■ **EXERCISE**:
Nothing in the records below should be altered when they are retyped.

Collected data
====
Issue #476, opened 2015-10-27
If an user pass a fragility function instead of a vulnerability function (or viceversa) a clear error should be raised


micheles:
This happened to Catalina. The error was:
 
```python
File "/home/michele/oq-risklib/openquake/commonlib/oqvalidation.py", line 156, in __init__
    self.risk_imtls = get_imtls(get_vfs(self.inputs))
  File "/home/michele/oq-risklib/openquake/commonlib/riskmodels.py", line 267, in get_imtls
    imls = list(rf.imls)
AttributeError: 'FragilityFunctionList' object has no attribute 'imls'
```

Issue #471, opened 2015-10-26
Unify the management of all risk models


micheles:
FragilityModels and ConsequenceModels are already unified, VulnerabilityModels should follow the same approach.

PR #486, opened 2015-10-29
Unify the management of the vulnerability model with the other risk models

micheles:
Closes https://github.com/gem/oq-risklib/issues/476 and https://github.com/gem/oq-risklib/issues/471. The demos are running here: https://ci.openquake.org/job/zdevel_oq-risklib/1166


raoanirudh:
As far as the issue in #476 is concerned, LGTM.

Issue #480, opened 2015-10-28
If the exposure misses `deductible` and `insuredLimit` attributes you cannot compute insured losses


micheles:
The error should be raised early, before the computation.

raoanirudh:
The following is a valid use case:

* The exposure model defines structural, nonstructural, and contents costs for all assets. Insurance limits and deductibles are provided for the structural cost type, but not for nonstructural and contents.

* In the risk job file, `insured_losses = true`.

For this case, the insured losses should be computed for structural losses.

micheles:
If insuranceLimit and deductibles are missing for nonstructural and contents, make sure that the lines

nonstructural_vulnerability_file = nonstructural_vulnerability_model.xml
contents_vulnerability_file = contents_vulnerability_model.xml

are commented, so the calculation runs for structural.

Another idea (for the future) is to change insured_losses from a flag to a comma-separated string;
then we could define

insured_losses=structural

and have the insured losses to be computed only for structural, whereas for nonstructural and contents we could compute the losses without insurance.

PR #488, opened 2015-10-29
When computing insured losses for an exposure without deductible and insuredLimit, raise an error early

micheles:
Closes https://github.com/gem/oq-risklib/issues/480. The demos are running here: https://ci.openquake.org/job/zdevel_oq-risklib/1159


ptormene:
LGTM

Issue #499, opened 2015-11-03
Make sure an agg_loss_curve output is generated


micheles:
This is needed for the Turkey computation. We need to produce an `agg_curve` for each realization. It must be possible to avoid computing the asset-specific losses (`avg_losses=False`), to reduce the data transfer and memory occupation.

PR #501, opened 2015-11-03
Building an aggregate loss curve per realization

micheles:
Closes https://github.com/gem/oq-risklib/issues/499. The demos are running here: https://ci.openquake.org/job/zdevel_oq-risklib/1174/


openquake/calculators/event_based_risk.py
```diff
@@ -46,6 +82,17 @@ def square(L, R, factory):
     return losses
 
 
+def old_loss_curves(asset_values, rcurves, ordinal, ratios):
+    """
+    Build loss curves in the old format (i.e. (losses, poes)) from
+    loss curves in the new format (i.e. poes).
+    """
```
====
■ **ANSWER TO THE PROBLEM**:
Issue #476, opened 2015-10-27
If an user pass a fragility function instead of a vulnerability function (or viceversa) a clear error should be raised


micheles:
This happened to Catalina. The error was:
 
```python
File "/home/michele/oq-risklib/openquake/commonlib/oqvalidation.py", line 156, in __init__
    self.risk_imtls = get_imtls(get_vfs(self.inputs))
  File "/home/michele/oq-risklib/openquake/commonlib/riskmodels.py", line 267, in get_imtls
    imls = list(rf.imls)
AttributeError: 'FragilityFunctionList' object has no attribute 'imls'
```

Issue #471, opened 2015-10-26
Unify the management of all risk models


micheles:
FragilityModels and ConsequenceModels are already unified, VulnerabilityModels should follow the same approach.

PR #486, opened 2015-10-29
Unify the management of the vulnerability model with the other risk models

micheles:
Closes https://github.com/gem/oq-risklib/issues/476 and https://github.com/gem/oq-risklib/issues/471. The demos are running here: https://ci.openquake.org/job/zdevel_oq-risklib/1166


raoanirudh:
As far as the issue in #476 is concerned, LGTM.

Issue #480, opened 2015-10-28
If the exposure misses `deductible` and `insuredLimit` attributes you cannot compute insured losses


micheles:
The error should be raised early, before the computation.

raoanirudh:
The following is a valid use case:

* The exposure model defines structural, nonstructural, and contents costs for all assets. Insurance limits and deductibles are provided for the structural cost type, but not for nonstructural and contents.

* In the risk job file, `insured_losses = true`.

For this case, the insured losses should be computed for structural losses.

micheles:
If insuranceLimit and deductibles are missing for nonstructural and contents, make sure that the lines

nonstructural_vulnerability_file = nonstructural_vulnerability_model.xml
contents_vulnerability_file = contents_vulnerability_model.xml

are commented, so the calculation runs for structural.

Another idea (for the future) is to change insured_losses from a flag to a comma-separated string;
then we could define

insured_losses=structural

and have the insured losses to be computed only for structural, whereas for nonstructural and contents we could compute the losses without insurance.

PR #488, opened 2015-10-29
When computing insured losses for an exposure without deductible and insuredLimit, raise an error early

micheles:
Closes https://github.com/gem/oq-risklib/issues/480. The demos are running here: https://ci.openquake.org/job/zdevel_oq-risklib/1159


ptormene:
LGTM

Issue #499, opened 2015-11-03
Make sure an agg_loss_curve output is generated


micheles:
This is needed for the Turkey computation. We need to produce an `agg_curve` for each realization. It must be possible to avoid computing the asset-specific losses (`avg_losses=False`), to reduce the data transfer and memory occupation.

PR #501, opened 2015-11-03
Building an aggregate loss curve per realization

micheles:
Closes https://github.com/gem/oq-risklib/issues/499. The demos are running here: https://ci.openquake.org/job/zdevel_oq-risklib/1174/


openquake/calculators/event_based_risk.py
```diff
@@ -46,6 +82,17 @@ def square(L, R, factory):
     return losses
 
 
+def old_loss_curves(asset_values, rcurves, ordinal, ratios):
+    """
+    Build loss curves in the old format (i.e. (losses, poes)) from
+    loss curves in the new format (i.e. poes).
+    """
```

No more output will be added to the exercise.